__Task item__. Whenever a line carries the word "underlying", pull it out of the entries.

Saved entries
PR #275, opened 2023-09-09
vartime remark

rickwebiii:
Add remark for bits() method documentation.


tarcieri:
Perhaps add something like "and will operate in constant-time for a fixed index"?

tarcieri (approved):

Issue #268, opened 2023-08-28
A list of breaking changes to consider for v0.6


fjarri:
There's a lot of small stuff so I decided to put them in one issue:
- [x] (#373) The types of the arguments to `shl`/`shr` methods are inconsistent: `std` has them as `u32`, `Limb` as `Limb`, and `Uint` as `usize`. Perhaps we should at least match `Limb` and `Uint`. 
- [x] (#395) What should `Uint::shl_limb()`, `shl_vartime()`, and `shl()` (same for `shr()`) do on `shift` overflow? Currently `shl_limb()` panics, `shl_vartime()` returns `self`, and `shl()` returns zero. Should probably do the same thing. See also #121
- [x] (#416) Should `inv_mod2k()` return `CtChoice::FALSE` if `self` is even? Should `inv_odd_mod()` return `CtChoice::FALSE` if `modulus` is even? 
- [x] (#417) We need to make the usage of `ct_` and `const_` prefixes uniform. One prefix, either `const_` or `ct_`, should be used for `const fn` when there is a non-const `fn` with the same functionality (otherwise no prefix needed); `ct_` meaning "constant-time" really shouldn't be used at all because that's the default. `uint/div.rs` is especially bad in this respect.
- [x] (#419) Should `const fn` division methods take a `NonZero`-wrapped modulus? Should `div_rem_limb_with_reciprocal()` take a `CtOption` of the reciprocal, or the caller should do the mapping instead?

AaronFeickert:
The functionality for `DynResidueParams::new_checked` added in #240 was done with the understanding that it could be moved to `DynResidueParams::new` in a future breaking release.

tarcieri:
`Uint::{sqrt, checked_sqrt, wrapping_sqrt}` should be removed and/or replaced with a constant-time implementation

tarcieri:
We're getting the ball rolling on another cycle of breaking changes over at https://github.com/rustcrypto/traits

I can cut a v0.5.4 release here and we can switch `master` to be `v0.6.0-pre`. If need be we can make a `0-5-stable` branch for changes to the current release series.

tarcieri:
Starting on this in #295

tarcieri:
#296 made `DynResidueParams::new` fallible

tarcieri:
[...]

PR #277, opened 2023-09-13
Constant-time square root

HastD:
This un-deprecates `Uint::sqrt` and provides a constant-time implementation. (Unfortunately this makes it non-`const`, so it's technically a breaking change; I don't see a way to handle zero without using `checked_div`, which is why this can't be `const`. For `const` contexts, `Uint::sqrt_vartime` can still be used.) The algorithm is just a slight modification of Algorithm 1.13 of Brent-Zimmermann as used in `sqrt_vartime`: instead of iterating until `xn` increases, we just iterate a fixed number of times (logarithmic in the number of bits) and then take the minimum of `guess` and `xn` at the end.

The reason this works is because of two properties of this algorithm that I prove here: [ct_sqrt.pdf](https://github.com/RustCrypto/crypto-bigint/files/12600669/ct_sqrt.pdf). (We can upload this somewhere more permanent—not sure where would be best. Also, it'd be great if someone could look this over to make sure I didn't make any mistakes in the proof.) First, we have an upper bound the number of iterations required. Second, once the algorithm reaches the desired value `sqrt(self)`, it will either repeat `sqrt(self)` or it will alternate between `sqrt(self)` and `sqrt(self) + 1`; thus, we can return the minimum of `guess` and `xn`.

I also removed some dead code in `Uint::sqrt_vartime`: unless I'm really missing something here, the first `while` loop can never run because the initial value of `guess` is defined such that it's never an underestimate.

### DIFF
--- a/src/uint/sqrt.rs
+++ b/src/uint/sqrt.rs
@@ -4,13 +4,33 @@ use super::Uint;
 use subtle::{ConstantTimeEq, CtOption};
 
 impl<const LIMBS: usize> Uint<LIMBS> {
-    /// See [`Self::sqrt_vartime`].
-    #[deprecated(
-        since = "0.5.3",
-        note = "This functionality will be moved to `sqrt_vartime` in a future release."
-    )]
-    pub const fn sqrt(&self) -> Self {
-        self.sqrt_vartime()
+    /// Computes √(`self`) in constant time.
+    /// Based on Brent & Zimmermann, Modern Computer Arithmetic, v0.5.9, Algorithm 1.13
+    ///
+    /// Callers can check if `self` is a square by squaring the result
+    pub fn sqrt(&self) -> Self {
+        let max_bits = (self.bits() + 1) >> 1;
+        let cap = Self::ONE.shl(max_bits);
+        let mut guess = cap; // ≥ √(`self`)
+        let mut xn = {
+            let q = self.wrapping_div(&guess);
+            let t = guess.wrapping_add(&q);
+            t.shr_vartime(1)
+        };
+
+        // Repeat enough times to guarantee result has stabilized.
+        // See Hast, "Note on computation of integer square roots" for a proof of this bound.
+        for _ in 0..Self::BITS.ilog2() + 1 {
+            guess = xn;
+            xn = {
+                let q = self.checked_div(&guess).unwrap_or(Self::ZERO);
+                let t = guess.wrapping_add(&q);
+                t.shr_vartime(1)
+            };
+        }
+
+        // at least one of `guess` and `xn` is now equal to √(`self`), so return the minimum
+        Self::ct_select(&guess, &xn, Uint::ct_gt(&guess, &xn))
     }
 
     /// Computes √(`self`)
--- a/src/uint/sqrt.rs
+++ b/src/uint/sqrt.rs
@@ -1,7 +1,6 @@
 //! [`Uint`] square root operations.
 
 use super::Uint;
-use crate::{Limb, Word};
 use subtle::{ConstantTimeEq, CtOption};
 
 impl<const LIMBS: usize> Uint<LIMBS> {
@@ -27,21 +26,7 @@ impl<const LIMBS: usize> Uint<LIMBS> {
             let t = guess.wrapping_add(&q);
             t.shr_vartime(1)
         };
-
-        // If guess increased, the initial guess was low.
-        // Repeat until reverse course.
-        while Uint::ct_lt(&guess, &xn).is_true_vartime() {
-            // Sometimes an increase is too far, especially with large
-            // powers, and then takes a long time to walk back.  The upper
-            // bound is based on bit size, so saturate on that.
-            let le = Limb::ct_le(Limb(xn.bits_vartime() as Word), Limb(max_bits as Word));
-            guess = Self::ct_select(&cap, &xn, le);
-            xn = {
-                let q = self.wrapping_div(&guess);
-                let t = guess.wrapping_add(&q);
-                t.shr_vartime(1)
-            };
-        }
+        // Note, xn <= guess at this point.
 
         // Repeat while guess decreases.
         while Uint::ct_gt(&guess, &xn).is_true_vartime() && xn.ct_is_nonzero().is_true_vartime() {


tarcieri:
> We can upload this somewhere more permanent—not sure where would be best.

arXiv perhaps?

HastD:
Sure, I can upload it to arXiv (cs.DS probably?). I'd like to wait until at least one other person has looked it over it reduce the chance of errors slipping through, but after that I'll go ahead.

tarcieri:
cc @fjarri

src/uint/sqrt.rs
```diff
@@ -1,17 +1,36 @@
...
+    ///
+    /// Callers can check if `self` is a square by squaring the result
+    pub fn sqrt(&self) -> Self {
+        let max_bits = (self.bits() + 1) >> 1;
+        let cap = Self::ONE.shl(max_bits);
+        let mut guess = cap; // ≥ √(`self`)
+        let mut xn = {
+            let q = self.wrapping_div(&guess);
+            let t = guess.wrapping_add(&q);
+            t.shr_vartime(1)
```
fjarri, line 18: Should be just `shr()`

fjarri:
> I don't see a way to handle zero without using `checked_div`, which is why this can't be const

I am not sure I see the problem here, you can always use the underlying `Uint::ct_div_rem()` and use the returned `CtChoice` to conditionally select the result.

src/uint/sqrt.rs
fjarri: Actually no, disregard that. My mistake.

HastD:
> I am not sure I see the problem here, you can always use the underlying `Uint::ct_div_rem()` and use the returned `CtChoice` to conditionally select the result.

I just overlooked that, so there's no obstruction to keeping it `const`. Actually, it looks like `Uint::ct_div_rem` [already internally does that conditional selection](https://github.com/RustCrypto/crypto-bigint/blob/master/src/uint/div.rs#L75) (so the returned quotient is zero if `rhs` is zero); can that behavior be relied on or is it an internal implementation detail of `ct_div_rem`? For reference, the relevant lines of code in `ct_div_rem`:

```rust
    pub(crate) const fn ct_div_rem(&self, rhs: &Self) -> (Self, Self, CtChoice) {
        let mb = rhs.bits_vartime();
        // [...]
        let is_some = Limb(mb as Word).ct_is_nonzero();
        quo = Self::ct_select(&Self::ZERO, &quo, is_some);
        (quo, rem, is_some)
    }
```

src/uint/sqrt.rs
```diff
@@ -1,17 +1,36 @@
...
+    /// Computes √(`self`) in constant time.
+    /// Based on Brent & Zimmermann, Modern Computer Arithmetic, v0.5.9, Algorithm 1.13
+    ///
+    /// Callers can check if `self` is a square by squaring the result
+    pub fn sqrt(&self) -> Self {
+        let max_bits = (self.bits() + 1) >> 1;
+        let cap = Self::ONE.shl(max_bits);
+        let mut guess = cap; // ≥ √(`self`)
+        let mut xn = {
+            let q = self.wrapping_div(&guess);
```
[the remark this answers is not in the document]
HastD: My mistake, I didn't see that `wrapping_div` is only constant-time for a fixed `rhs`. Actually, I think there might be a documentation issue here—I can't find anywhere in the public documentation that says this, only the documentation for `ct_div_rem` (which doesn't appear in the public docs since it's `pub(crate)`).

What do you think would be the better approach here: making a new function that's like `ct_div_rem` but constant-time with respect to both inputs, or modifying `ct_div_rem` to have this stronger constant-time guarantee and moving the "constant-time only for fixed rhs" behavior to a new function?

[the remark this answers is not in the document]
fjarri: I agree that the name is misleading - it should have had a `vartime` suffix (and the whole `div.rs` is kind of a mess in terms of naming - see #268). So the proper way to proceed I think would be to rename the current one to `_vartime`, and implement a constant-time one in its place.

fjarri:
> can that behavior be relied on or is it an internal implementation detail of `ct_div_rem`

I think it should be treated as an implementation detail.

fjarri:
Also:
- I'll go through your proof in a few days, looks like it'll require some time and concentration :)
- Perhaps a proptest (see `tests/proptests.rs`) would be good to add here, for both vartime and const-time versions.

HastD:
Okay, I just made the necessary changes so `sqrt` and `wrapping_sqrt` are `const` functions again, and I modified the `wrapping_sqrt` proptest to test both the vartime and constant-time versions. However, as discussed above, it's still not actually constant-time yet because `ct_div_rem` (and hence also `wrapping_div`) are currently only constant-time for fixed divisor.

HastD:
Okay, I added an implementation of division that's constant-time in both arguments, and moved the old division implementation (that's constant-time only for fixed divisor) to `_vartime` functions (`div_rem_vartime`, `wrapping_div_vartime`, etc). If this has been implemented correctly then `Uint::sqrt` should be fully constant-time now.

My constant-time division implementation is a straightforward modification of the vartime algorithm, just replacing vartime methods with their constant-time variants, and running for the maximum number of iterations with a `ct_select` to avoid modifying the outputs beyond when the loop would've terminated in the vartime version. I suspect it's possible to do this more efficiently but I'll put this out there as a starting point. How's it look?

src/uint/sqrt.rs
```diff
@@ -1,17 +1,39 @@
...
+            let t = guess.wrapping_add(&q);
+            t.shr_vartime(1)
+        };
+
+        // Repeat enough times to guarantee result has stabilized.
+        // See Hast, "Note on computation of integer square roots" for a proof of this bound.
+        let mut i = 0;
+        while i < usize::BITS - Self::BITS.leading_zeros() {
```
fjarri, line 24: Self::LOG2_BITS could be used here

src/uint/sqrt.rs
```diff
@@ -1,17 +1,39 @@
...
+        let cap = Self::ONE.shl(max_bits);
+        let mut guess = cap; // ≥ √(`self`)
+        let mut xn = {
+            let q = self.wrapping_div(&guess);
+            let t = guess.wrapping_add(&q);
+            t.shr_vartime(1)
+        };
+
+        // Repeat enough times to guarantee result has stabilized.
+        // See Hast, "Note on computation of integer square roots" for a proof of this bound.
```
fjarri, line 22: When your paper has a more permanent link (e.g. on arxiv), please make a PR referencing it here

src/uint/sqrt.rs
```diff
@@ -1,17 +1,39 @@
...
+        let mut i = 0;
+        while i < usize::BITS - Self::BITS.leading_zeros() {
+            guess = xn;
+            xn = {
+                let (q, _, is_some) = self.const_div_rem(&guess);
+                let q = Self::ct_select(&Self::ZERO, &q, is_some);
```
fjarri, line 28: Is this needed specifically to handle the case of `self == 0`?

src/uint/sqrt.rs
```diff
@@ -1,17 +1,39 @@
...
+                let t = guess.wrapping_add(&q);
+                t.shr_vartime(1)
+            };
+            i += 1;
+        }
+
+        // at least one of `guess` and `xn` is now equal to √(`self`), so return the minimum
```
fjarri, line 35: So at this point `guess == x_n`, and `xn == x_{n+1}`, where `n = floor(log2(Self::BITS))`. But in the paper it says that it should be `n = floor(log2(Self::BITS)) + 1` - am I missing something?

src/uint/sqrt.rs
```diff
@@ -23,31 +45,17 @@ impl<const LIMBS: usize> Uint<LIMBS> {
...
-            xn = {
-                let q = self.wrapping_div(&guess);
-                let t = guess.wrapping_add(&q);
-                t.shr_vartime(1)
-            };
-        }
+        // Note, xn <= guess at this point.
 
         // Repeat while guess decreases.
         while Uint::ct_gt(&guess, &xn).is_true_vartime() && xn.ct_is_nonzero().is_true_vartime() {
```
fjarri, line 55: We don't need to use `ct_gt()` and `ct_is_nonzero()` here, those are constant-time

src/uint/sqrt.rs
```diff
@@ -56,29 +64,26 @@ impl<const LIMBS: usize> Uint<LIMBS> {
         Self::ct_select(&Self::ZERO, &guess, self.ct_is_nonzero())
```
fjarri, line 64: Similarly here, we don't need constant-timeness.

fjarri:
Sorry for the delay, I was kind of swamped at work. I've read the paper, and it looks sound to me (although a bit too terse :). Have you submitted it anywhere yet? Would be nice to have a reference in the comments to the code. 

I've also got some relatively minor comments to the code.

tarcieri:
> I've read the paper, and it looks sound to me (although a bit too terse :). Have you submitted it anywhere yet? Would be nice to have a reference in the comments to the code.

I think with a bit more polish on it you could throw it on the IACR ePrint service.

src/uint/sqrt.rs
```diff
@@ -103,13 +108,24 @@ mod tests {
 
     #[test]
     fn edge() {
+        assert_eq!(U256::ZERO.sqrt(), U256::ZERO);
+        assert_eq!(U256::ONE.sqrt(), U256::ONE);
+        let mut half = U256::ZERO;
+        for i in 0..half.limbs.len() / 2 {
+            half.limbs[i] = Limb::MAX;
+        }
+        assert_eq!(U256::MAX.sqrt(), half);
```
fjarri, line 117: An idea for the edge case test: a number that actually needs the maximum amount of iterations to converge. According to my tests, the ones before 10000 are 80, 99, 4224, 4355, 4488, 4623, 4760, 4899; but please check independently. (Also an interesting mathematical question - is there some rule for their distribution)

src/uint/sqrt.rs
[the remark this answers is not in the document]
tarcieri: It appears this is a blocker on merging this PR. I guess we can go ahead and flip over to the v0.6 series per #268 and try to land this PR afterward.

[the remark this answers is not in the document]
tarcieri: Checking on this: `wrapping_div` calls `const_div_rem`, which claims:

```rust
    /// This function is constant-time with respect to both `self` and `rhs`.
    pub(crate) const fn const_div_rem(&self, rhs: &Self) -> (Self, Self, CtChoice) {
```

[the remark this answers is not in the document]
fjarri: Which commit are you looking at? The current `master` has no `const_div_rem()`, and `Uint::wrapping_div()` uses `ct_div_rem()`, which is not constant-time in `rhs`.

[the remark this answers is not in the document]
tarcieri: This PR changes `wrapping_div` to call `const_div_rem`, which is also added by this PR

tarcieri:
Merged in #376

__Task output__.
I am not sure I see the problem here, you can always use the underlying `Uint::ct_div_rem()` and use the returned `CtChoice` to conditionally select the result.
> I am not sure I see the problem here, you can always use the underlying `Uint::ct_div_rem()` and use the returned `CtChoice` to conditionally select the result.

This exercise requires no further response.